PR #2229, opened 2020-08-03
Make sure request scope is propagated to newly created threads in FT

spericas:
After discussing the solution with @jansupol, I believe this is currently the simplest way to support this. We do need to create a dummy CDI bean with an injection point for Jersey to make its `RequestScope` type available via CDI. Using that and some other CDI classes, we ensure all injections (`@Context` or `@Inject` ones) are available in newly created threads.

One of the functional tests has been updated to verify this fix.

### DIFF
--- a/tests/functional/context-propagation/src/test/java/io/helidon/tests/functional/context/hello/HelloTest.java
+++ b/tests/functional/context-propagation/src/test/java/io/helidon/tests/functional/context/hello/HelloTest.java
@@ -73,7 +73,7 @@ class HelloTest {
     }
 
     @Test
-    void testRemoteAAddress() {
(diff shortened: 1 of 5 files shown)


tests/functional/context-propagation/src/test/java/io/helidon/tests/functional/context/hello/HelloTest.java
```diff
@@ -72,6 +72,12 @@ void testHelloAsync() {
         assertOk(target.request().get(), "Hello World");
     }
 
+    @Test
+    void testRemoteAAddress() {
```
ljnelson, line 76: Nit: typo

» **ACTION ITEM**
How many lines of the material hold the string "this"? Answer with the number only.

» **EXPECTED ANSWER**
2